** ABOUT THIS TASK **
In the records below, find the line containing "remove pypi universal config param" and the line containing "kensipe: what prevents"; please repeat exactly the lines from one to the other, both included, and nothing more.

[[ DATA FOR THE TASK open ]]

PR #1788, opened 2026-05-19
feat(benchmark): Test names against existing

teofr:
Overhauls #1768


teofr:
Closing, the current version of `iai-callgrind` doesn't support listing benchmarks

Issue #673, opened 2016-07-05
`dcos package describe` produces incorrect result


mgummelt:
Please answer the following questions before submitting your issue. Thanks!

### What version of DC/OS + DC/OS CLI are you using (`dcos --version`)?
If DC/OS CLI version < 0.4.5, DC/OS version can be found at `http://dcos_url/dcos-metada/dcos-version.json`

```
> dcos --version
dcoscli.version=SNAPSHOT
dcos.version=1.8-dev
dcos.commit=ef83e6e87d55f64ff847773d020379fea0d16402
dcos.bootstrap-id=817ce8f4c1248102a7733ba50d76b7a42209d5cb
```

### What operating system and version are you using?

[[ DATA FOR THE TASK closed ]]
[[ DATA FOR THE TASK open ]]

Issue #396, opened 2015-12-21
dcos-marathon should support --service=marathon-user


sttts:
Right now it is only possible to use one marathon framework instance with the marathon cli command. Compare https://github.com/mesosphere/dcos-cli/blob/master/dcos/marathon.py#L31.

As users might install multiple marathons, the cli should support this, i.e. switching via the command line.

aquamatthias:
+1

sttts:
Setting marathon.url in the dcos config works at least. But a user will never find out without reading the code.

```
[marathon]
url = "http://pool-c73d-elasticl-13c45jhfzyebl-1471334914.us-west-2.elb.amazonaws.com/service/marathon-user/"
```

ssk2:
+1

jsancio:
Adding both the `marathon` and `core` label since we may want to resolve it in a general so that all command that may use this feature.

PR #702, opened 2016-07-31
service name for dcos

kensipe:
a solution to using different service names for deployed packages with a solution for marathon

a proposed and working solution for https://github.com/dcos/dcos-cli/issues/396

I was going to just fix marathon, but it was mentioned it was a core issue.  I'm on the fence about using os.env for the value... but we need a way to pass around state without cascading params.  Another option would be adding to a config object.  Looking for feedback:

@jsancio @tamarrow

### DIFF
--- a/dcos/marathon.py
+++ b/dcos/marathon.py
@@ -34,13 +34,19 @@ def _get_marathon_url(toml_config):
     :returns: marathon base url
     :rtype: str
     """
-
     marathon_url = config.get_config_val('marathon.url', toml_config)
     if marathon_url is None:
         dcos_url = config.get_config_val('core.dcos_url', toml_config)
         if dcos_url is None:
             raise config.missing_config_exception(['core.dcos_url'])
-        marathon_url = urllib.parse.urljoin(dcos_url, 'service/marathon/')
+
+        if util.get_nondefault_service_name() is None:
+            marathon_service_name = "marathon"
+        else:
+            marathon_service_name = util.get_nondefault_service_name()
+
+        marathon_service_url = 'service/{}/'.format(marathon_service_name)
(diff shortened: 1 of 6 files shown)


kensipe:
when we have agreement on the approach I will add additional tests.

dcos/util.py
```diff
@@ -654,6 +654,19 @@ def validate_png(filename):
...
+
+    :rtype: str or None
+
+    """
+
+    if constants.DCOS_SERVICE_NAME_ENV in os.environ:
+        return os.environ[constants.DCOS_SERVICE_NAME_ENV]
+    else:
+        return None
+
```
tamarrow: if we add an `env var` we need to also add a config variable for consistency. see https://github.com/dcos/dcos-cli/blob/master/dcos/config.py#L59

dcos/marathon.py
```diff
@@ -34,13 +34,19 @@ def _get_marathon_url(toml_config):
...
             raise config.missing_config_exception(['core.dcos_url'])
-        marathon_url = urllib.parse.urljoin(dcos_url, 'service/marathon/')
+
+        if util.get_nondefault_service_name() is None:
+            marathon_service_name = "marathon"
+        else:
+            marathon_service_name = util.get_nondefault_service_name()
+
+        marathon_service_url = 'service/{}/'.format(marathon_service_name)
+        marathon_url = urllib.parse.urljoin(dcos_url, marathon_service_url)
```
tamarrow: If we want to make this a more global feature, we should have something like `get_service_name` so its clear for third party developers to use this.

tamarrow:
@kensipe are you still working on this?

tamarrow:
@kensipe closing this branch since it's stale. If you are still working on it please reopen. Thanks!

[[ DATA FOR THE TASK closed ]]
[[ DATA FOR THE TASK open ]]

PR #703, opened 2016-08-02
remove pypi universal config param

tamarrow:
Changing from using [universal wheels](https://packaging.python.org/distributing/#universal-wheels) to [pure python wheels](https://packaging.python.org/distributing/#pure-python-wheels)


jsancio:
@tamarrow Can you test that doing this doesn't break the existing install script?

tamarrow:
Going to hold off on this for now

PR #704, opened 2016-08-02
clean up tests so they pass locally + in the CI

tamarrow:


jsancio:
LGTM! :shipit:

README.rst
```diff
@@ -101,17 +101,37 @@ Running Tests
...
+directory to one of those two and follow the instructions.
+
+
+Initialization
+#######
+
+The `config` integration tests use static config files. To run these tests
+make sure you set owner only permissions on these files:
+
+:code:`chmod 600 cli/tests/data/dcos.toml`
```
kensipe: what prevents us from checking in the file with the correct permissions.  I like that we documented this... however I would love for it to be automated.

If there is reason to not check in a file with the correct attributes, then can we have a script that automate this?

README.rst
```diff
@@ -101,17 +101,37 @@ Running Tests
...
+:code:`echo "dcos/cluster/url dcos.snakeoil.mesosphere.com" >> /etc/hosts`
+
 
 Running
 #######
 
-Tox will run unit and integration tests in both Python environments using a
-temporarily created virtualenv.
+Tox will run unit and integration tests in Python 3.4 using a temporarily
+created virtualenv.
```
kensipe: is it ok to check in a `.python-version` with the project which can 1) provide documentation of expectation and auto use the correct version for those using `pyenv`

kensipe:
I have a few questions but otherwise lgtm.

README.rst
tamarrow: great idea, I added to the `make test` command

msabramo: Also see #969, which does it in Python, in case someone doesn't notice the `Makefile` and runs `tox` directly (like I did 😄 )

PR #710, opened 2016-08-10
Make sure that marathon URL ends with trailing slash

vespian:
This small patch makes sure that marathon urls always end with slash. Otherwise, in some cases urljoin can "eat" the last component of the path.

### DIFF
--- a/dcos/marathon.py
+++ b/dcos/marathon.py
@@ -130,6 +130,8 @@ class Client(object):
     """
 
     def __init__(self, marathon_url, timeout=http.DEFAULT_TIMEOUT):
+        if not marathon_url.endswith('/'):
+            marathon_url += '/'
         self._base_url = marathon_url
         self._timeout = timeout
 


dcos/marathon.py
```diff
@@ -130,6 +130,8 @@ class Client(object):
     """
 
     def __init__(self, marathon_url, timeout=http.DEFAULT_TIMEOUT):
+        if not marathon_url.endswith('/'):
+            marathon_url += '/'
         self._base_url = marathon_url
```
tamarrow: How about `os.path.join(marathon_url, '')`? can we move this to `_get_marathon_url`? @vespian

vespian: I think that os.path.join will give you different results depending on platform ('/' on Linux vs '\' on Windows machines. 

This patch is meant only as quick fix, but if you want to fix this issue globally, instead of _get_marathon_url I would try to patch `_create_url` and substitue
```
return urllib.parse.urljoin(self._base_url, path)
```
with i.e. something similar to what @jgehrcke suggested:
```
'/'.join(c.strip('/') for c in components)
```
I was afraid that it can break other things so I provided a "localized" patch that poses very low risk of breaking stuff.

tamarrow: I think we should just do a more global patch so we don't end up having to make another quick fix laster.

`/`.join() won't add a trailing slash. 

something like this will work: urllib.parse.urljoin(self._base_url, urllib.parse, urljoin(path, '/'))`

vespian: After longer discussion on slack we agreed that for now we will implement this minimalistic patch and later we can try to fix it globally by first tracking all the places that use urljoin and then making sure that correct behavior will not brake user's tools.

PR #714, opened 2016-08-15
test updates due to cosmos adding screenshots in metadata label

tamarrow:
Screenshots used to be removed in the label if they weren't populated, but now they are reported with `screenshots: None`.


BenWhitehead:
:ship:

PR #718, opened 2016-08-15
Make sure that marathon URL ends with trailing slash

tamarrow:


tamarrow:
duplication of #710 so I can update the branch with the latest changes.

[[ DATA FOR THE TASK closed ]]

** WRITTEN SOLUTION **
remove pypi universal config param

tamarrow:
Changing from using [universal wheels](https://packaging.python.org/distributing/#universal-wheels) to [pure python wheels](https://packaging.python.org/distributing/#pure-python-wheels)


jsancio:
@tamarrow Can you test that doing this doesn't break the existing install script?

tamarrow:
Going to hold off on this for now

PR #704, opened 2016-08-02
clean up tests so they pass locally + in the CI

tamarrow:


jsancio:
LGTM! :shipit:

README.rst
```diff
@@ -101,17 +101,37 @@ Running Tests
...
+directory to one of those two and follow the instructions.
+
+
+Initialization
+#######
+
+The `config` integration tests use static config files. To run these tests
+make sure you set owner only permissions on these files:
+
+:code:`chmod 600 cli/tests/data/dcos.toml`
```
kensipe: what prevents us from checking in the file with the correct permissions.  I like that we documented this... however I would love for it to be automated.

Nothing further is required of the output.